Tuesday, November 24, 2009

Thankful...and then some...

Ok, same story, different day. I'm not sure when I will stop missing my grandmothers..."never" sounds like a pretty accurate guess, though. It astounds me as I imagine how much I miss them, then wonder about those who have lost parents, siblings, and even worse, (deep breath here) children. How can they EVER move forward? God bless them.

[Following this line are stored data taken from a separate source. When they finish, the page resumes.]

PR #2010, opened 2026-07-23
fix(claw): use session duration for human time saved

shadowfax92:
## Summary
- define human time saved as the elapsed duration of each completed, measured session
- preserve token estimates, eligibility, aggregation windows, session counts, and tool-call counts
- backfill reconstructable version-3 projections from their matching activity-card task durations

## Design
The efficiency projection now uses the same lifecycle start, first-dispatch fallback, end timestamp, and nonnegative elapsed-duration semantics as activity cards. Formula version 4 distinguishes the new meaning. Migration 11 updates only version-3 rows whose task matches on session ID, end timestamp, and dispatch count, leaving retained or reused history untouched.

## Test plan
- [x] Open a consistent copy of the development database with the new migrator and verify both measured rows total `701245ms` at version 4
- [x] Query the copied database through `/api/v1/cockpit/stats` and verify `humanTimeSavedMs: 701245`, 2 sessions, and 37 tool calls


shadowfax92:
@greptileai review

shadowfax92:
@claude review

PR #2016, opened 2026-07-23
fix(claw): exclude red from automatic tab-group colors

shadowfax92:
## Summary
- Remove red from BrowserClaw's deterministic automatic tab-group palette.
- Preserve red in the shared color enum and explicit MCP/CDP tab-group updates.
- Lock the eight-color automatic palette order with a focused regression test.

## Design
Automatic assignment continues hashing each agent slug into a stable ordered palette; only the red entry is removed. Explicitly requested red groups remain supported because the session color representation, MCP enum, and CDP definitions are unchanged.

## Test plan
- [x] `cargo test -p claw-server-rust services::browser::tab_groups::tests`


shadowfax92:
@greptileai review

shadowfax92:
@claude review

PR #2019, opened 2026-07-24
feat: follow replay activity across browser tabs

shadowfax92:
## Summary

- Replace rrweb-owned tab-local playback with one BrowserClaw-owned global session clock and a deterministic completion-minus-duration camera schedule.
- Keep unrelated tab DOM streams isolated behind a bounded stage with one active player and at most one paused standby.
- Preserve global position across explicit tab inspection, while keeping no-visual actions in the timeline and existing same-tab stitching and gap warnings intact.

## Design

This implements the approved bounded double-buffered architecture. A pure session plan projects absolute global time into independent tab tracks, and a pure camera reducer coalesces parallel candidates with a 10-second real-time dwell that is independent of playback speed. rrweb is only a visual sink: promotion is generation-guarded and presentation metadata changes only after the target player is ready, with throttled 250 ms drift correction rather than per-frame seeks. The change is frontend-only.

## Test plan

- [x] Run the full `@browseros/claw-app` test suite.
- [x] Run `@browseros/claw-app` typecheck.
- [x] Run targeted Biome checks for the replay screen and replay API model.
- [ ] Open a replay with sequential and overlapping activity across at least two recorded tabs; confirm the camera follows activity without rapid intermediate jumps.
- [ ] Exercise 1x, 2x, and 4x; confirm a long-lived tab remains visible for about 10 wall-clock seconds at each speed, while a short track switches when its visuals end.
- [ ] Scrub globally and select timeline actions; confirm the replay pauses and resolves the expected tab, URL, caption, and warning.
- [ ] Click both the followed tab chip and another tab chip; confirm inspection starts at local zero, then `Resume session` restores the exact global position and remains paused.
- [ ] Confirm same-tab navigation stays one track, no-visual actions remain in the timeline without taking the viewport, completion restarts from zero, and rapid switches never mount more than two players.

### DIFF
--- a/packages/browseros-agent/apps/claw-app/modules/api/replay.hooks.ts
+++ b/packages/browseros-agent/apps/claw-app/modules/api/replay.hooks.ts
@@ -25,8 +25,18 @@ export type ReplayVerb =
 export type ReplayKind = 'action' | 'block' | 'done'
 
 export interface ReplayFrame {
-  /** Seconds into the session. */
+  /**
+   * Dispatch completion in seconds from session start. The timeline and audit
+   * highlight use completion because that is the timestamp persisted with the
+   * finished dispatch.
+   */
   t: number
+  /**
+   * Approximate dispatch start in session seconds, derived from completion
+   * minus duration. The automatic camera uses this separate clock so it can
+   * show a tab while work is happening without rewriting the audit timestamp.
+   */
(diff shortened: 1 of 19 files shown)


shadowfax92:
@greptileai review

shadowfax92:
@claude review

PR #2028, opened 2026-07-24
feat(app): permanent BrowserClaw banner on MCP settings

shadowfax92:
## Summary

- Adds a **permanent** (non-dismissible) BrowserClaw banner to the BrowserOS MCP settings page, telling anyone wiring up the MCP server that BrowserClaw is the stronger MCP surface for their agents, and sending them to `browserclaw.ai`.
- New component rather than a reuse of `components/promo/BrowserClawPromoBanner`: that one gates on `browserClawPromoDismissedStorage`, a single **global** WXT key. Honouring it would hide this banner from everyone who dismissed the unrelated new-tab promo — the opposite of permanent. This one has no dismiss control and no persisted visibility at all.
- Adds `BROWSERCLAW_MCP_BANNER_CLICKED_EVENT` (`settings.browserclaw_mcp_banner.clicked`). No dismiss event, since there is no dismiss.

## Design

`BrowserClawMcpBanner` is a stateless FC colocated in `screens/mcp-settings/`, matching `McpPromoBanner` (also single-consumer, also colocated) rather than the shared `components/promo/` folder. The card shell, typography and outline accent-orange CTA are copied verbatim from the two shipped banners so the three read as one family; the one intentional divergence is the missing dismiss `<button>`. The URL lives as a module-level const, the same way `MCPServerHeader.tsx` in this very folder holds its `DOCS_URL`.

It sits directly **under** `<MCPServerHeader />` rather than above it — `ai-settings/McpPromoBanner`'s "Set up" CTA navigates users to this page to do exactly one thing, and burying the server URL / copy / restart controls under a promo would fight that.

Copy is deliberately MCP-specific, since a user can land here having just read the generic BrowserClaw promo on the AI settings page. Every claim is traceable:

| Line | Source |
|---|---|
| "A browser built for AI agents" | README "The browser for AI agents"; `browserclaw/SKILL.md` "The user's dedicated browser for agents" |
| "a bigger MCP toolset" | `contracts/claw-mcp/README.md` — 17 tools (`tabs`, `tab_groups`, `windows`, `navigate`, `snapshot`, `diff`, `act`, `grep`, `read`, `evaluate`, `run`, `screenshot`, `pdf`, `wait`, `upload`, `download`, `name_session`) |
| "your real logins" | README "using the accounts you're already signed into" |
| "session replay" | README "replay any session like a video" |

## What it looks like

Rendered on the real page (light and dark), directly below the server header:

> **For better MCP support, use BrowserClaw**
> A browser built for AI agents — a bigger MCP toolset, your real logins, and session replay
> `[ browserclaw.ai → ]`

BrowserClaw logo on the left, outline accent-orange CTA on the right, no dismiss X.

## Review fixes (second commit)

An adversarial review of the first commit found two real test gaps. Both were reproduced before being fixed:

- **The analytics assertion was tautological.** The test mocked `@/lib/constants/analyticsEvents` and then asserted against its own literal, so the real constant was never loaded. Setting the shipped value to `'BROKEN.value.here'` left the suite green. It now imports the constant via a relative specifier — which the `@/`-keyed mock doesn't intercept — so the assertion sees the real value. Against the same sabotage it now fails correctly. (The mock can't just be dropped: `@/*` doesn't resolve under `bun test` from `packages/browseros-agent`, which is why every test here mocks its `@/` imports.)
- **Nothing guarded that the page mounts the banner.** Deleting `<BrowserClawMcpBanner />` left all 13 tests passing. Added `MCPSettingsPage.test.tsx`, which asserts the banner renders *between* the server header and integrations, so the placement decision is guarded too, not just presence. Mutation-checked both ways.
- `chrome.tabs.create` is now awaited in a try/catch reporting via `sentry.captureException`, per the app rule on capturing runtime errors; a test forces the rejection path.
- Dropped two "does not repeat sibling copy" assertions — they hardcoded strings from files the test doesn't import, so a reword elsewhere would have silently turned the guard into a no-op. The constraint lives in the component's doc comment instead.

**Knowingly deferred:** the card shell and the 4-clause accent-orange CTA className are now duplicated across three banner files (this one, `McpPromoBanner`, `BrowserClawPromoBanner`). Extracting a shared `PromoBannerCard` would mean editing two already-shipped banners on unrelated screens, which is outside the scope of adding one banner to one page. Worth doing before a fourth copy appears.

## Test plan

- [x] `bun run check` (lint + typecheck + fallow) — green
- [x] `bun run test` — green
- [x] `cd apps/app && bun run typecheck` — green
- [x] `cd apps/app && bun run test` — green
- [x] Unit tests cover: the banner renders its copy; renders exactly one `<button>` and no dismiss control; the CTA tracks the real event constant and calls `chrome.tabs.create({ url: 'https://browserclaw.ai' })`; a failed tab-open reports to Sentry; and `MCPSettingsPage` mounts the banner in the right slot
- [x] Verified live via the CDP inspector on `#/settings/mcp`: banner renders in the right slot, one button, logo present, correct copy, correct in dark theme — and clicking the CTA really opened `browserclaw.ai` (which resolves to the BrowserClaw page)

### DIFF
--- a/packages/browseros-agent/apps/app/lib/constants/analyticsEvents.ts
+++ b/packages/browseros-agent/apps/app/lib/constants/analyticsEvents.ts
@@ -65,16 +65,16 @@ export const MCP_PROMO_BANNER_CLICKED_EVENT =
   'settings.mcp_promo_banner.clicked'
 
 /** @public */
+export const BROWSERCLAW_MCP_BANNER_CLICKED_EVENT =
+  'settings.browserclaw_mcp_banner.clicked'
+
+/** @public */
 export const BROWSERCLAW_PROMO_BANNER_CLICKED_EVENT =
   'ui.browserclaw_promo_banner.clicked'
 
 /** @public */
 export const BROWSERCLAW_PROMO_BANNER_DISMISSED_EVENT =
   'ui.browserclaw_promo_banner.dismissed'
-
-/** @public */
-export const BROWSERCLAW_MCP_BANNER_CLICKED_EVENT =
-  'settings.browserclaw_mcp_banner.clicked'
 
 /** @public */
 export const MCP_EXTERNAL_ACCESS_ENABLED_EVENT =
--- a/packages/browseros-agent/apps/app/lib/constants/analyticsEvents.ts
+++ b/packages/browseros-agent/apps/app/lib/constants/analyticsEvents.ts
@@ -73,6 +73,10 @@ export const BROWSERCLAW_PROMO_BANNER_DISMISSED_EVENT =
   'ui.browserclaw_promo_banner.dismissed'
 
 /** @public */
+export const BROWSERCLAW_MCP_BANNER_CLICKED_EVENT =
+  'settings.browserclaw_mcp_banner.clicked'
+
+/** @public */
 export const MCP_EXTERNAL_ACCESS_ENABLED_EVENT =
   'settings.mcp_external_access.enabled'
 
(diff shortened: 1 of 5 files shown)


shadowfax92:
@greptileai review

shadowfax92:
@claude review

PR #2045, opened 2026-07-27
fix(claw-app): make the session-history poll opt-in (stops audit request flood)

DaniAkash:
## Problem

The `/audit` page fires a never-stopping stream of `GET /api/v1/sessions?limit=100` requests. It keeps requesting long after the list has loaded instead of stopping at the end of the data.

## Root cause

`useSessions` is the only infinite query in the app, and it baked `refetchInterval: 3000` into the shared factory. On an infinite query, each interval tick refetches **every loaded page**, so any paginated consumer inherits an unbounded, continuous request stream. The audit view was the visible victim.

The interval was also a *silent* default: the cockpit onboarding probe's own comment already states "elsewhere in the app react-query's default no-polling behaviour is unchanged" — the author assumed the factory did not poll. The baked-in interval contradicted that intended design and forced polling on every non-opting consumer.

I verified the behaviour is client-side and visibility-gated (zero requests fired while the tab was backgrounded, which rules out a render or query-key loop and pins it on the interval). The server pagination itself terminates correctly.

## Fix: make polling opt-in per consumer

Drop the `refetchInterval` default from the shared factory so an infinite query no longer polls unless a consumer asks for it:

- **RecentActivity** (single-page homepage feed) opts in explicitly with `refetchInterval: 3000`. It never paginates, so a tick is one request, not an all-pages refetch.
- **The cockpit onboarding probe** already opts in with its own conditional interval; unchanged.
- **The audit view** simply does not opt in, which is the correct default for a historical review surface. Freshness still comes from refetch on window focus, on remount, and from the cleanup mutation's invalidation.

This is the whole codebase: `useSessions` is the only `createInfiniteQuery`. The remaining `refetchInterval`s are on regular single-result queries (live sessions, screenshots, storage), where a bounded poll is a legitimate default and is left as-is.

## Validation

- `typecheck` passes.
- `biome check` clean.
- Audit and cockpit test suites pass.

### DIFF
--- a/packages/browseros-agent/apps/claw-app/components/cockpit/RecentActivity.tsx
+++ b/packages/browseros-agent/apps/claw-app/components/cockpit/RecentActivity.tsx
@@ -30,6 +30,7 @@ const HOME_TASK_LIMIT = 12
 export function RecentActivity() {
   const query = useSessions({
     variables: { limit: HOME_TASK_LIMIT },
+    // Homepage feed: poll so new sessions surface without a manual refresh.
     refetchInterval: 3000,
   })
   const tasks = (query.data?.pages ?? [])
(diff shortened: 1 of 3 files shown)


DaniAkash:
@greptileai

PR #2052, opened 2026-07-28
feat(claw-app): replace first-run demo with a how-to video bento

DaniAkash:
## What

Auto-connect now wires up agents at launch, so the first-run cockpit screen no longer needs to lead with "install the MCP." This swaps the single setup demo for a **video-first how-to bento** that teaches how to put BrowserClaw to work with your agents.

## Changes

- **Video bento**: a mixed-size grid of poster tiles (one featured, a stacked rail, a wide tile) that open a shared lightbox player. Desktop is a 3-column bento; mobile collapses to a single column of 16:9 tiles.
- **Lite-YouTube facade**: tiles render as posters and exactly one `youtube-nocookie` iframe mounts, only when a tile is clicked, so nothing streams (and no cookies are set) until the reader asks. Content lives in a small manifest; posters derive from the video thumbnail with an optional per-video `poster` override.
- **Retires the obsolete pieces**: the single CDN demo video and the numbered `01/02/03` step strip. The strip is replaced by a **connected-agents line** read from the live connection list, so the auto-connect result is visible.
- **Hero reframed** from setup to learning.
- **CSP**: an explicit `extension_pages` policy allows the nocookie embed via `frame-src`, keeping `script-src`/`object-src` at `'self'`; `img-src` and `connect-src` stay unlisted so poster URLs and the local API keep loading.

## Placeholder content

The line-up currently repeats two BrowserOS videos to fill the five tiles. Real how-to clips and branded poster URLs swap into the manifest later without touching layout.

## Validation

- `typecheck`, `biome`, and the cockpit test suites pass (65 tests). The bento and lightbox render under SSR.
- Note: I could not screenshot the running build from the worktree (the fresh WXT dev server does not serve the newtab over plain HTTP the way the primary dev instance does). Visual proportion tuning (row height, poster crop) may want a pass once viewed in a real newtab.


DaniAkash:
@greptileai

PR #2053, opened 2026-07-28
fix(app): don't save assistant history in incognito mode (#1189)

### LINKED ISSUE #1189: Assistant history being saved in incognito mode
### Issue Type

Browser Issue

### Operating System

macOS

### Description of the bug

Assistant history is being saved even when the browser is in incognito mode, which is unexpected behavior. It would also be nice to have a feature for temporary assistant chats, that are never saved to history.

### Steps to Reproduce

1. Open a window in incognito mode.
2. Use the assistant.
3. Close the window.
4. Check history in a normal window and see that the incognito assistant history was saved.

### Screenshots / Videos

_No response_

### BrowserOS Version

146.0.7821.31 (Official Build) (arm64)

### Additional Context

_No response_

DaniAkash:
## Problem

Closes #1189. `chrome.storage.local` is a single store shared between an extension's normal and incognito contexts (it isn't partitioned by incognito), and there was no incognito check anywhere. So an assistant chat started in an incognito window was persisted to the same store (and to the cloud when signed in) and showed up in normal-window history after the incognito window closed.

## Fix

Gate every durable history write on a `shouldPersistHistory(isIncognito)` check, resolved once per session via `chrome.extension.inIncognitoContext` (synchronous, and true for an extension page opened in an incognito window, so the gate can't race an async lookup). When incognito:

- the turn-end conversation save is skipped (both the local `conversations` store and the cloud upload);
- execution-history writes are skipped. The active task is still tracked in memory so the live in-session view keeps working; it just never becomes durable.

Nothing else changes. A normal-window chat saves exactly as before.

## UI

While the assistant runs in an incognito window, the chat shows a small notice pinned above the input: "Incognito mode: this chat is not saved to history."

## Scope and follow-up

The `shouldPersistHistory(isIncognito, isTemporaryChat)` helper leaves a seam for a future user-facing "temporary chat" toggle (never-saved chats in a normal window), which the maintainer noted fits alongside this. That toggle is not built here.

## Testing

Unit tests cover `shouldPersistHistory`. Type check, lint, and the extension build all pass. Runtime QA needs the extension allowed in incognito: open the assistant in an incognito window, run a chat, close it, and confirm nothing appears in normal-window history or the cloud, and that the notice shows; then confirm a normal-window chat still saves as before.

### DIFF
--- a/packages/browseros-agent/apps/app/lib/browseros/incognito.ts
+++ b/packages/browseros-agent/apps/app/lib/browseros/incognito.ts
@@ -1,0 +1,10 @@
+/**
+ * Whether the current extension page runs in an incognito context. Assistant
+ * history is never persisted there (#1189). `chrome.extension.inIncognitoContext`
+ * is synchronous and reads true for an extension page (side panel, newtab)
+ * opened in an incognito window, so the gate can be applied without racing an
+ * async lookup.
+ */
+export function isIncognitoContext(): boolean {
+  return chrome.extension?.inIncognitoContext ?? false
+}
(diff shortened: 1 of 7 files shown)


DaniAkash:
@greptileai

PR #2054, opened 2026-07-28
fix: preserve pinned CDP protocol bytes on checkout

shadowfax92:
## Summary
- mark the byte-pinned Chromium CDP protocol input as non-text in Git attributes
- prevent Windows checkout filtering from rewriting LF bytes to CRLF
- preserve the existing protocol source, SHA pin, build script, release workflow, and v0.0.18 release state

## Design
The CDP build script intentionally hashes the raw protocol bytes before parsing. A file-specific `-text` rule is the repository-level expression of that contract, preventing Git end-of-line conversion for every checkout without weakening the exact-byte guard.

## Test plan
- [x] simulated Windows checkout filtering hashes `protocol.json` to `84478a2eb6c7d088387aebdc0f5c738e3a87078c6c7bb7e72909dc2bf0de92b9`
- [x] `git check-attr text` reports `unset` for `protocol.json`
- [x] `cargo test --locked -p browseros-cdp`
- [x] `cargo check --locked -p claw-server-rust --bin browseros-claw-server-rs`


shadowfax92:
@greptileai review

shadowfax92:
@claude review

PR #2060, opened 2026-07-29
fix(ci): recover Windows depot_tools cache safely

shadowfax92:
## Summary
- repair restored depot_tools only when every tracked difference is CR-at-EOL-only and the caller explicitly opts into disposable CI recovery
- fail closed on substantive changes, trailing whitespace, invalid repositories, or hidden index flags; preserve untracked files and default developer checkouts
- invalidate the incompatible checkout cache with schema v2 and document the observed Windows failure signature
- add Linux real-Git coverage and a native Windows Git Bash to cmd batch regression that proves the blocked update recovers and ends clean

## Design
The source provisioner owns depot_tools readiness immediately before gclient. The reusable build workflow explicitly enables a default-off repair at checkout and sync. Classification validates the repository and index, compares staged and unstaged data with only CR-at-EOL ignored, resets committed tracked content only after that proof, and verifies cleanliness. The immutable checkout cache moves to v2 with no v1 fallback so the first post-migration run is cold and deterministic.

## Test plan
- [x] 814 bos_build tests pass (2 platform-only skips on macOS)
- [x] 9 release-secret tests pass
- [x] 47 vendor_uploads tests pass
- [x] Ruff, actionlint, CLI smoke, and diff checks pass
- [x] Three adversarial review rounds end clean after fixing the one verified Important finding
- [ ] GitHub Windows Git bootstrap job runs the native Git-for-Windows CRLF recovery regression

### DIFF
--- a/.github/workflows/build-browseros.yml
+++ b/.github/workflows/build-browseros.yml
@@ -153,7 +153,7 @@ jobs:
 
           {
             echo "version=$version"
-            echo "cache_key=chromium-src-${{ inputs.platform }}-${{ inputs.arch }}-v1-$version"
+            echo "cache_key=chromium-src-${{ inputs.platform }}-${{ inputs.arch }}-v2-$version"
           } >> "$GITHUB_OUTPUT"
           {
             echo "CHROMIUM_ROOT=$parent/chromium"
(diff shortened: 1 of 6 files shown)


shadowfax92:
@greptileai review

shadowfax92:
@claude review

Anyway, in years past, we split our Thanksgivings (and every other holiday)...half the day at my Mamaws and half of it at my G-ma's. This last year or two I really don't even remember what we have done to celebrate, it's like we have all been stumbling along, trying to make sense of how to go on. Holidays are especially hard. Anyway, I know my grandmothers would want us to continue gathering and celebrating as a family, but, Lord, how we miss them. Everything flowed with them here, everything came together perfectly, the food, the decorations, the people, everything just...made sense. I am completely inept, I am not good at orchestrating a gathering...I can't cook like them, I can't plan with such ease and grace, I don't have the patience and easy going manner that they did. Either way, we must go forward. So, this year, Thanksgiving is at my house. Wow. Everyone will chip in and bring certain dishes (I could never do it all on my own), and my place is somewhat cramped, I hate cleaning. But, I feel led to do this. Even if our holidays can't be as graceful as when "they" were here, we will move forward, with the beautiful examples that have been set for us. We have something to help guide us, to set us in the right direction, something to work towards. Maybe one day, when I'm older and a bit gray, my grandchildren will speak the same words about me. I don't see it that way, but I hope for it. I am ever so thankful that I have/had those ladies as an example. Life was never promised to be easy, but He is always here with us, and He knows best.
So, I have two days to prepare. Yikes! Today I helped with a Thanksgiving feast at Isabel's school, and then at Joseph's. I saw all the children's faces...some I pictured a beautiful Thanksgiving day in their future...and some I wondered if they would have any family that cared about them on Thanksgiving, much less a Thanksgiving meal prepared for them. For some of them, today was it. My heart somewhat broke knowing that. So, all the pondering I've done today, again, has made me thankful for what I do have. I'm doing my best not to focus on what I don't have, but look for the positive things in our lives. My family may drive me crazy (and I them :-), I may not want to cook and clean...but, the fact is...I'm thankful I have a home to invite people to, and family that will come. I'm thankful I have health, and a more than capable body that I can clean and cook with. I'm thankful to have beautiful people from my past that have given me knowledge about which way to go. Thankful...and then some.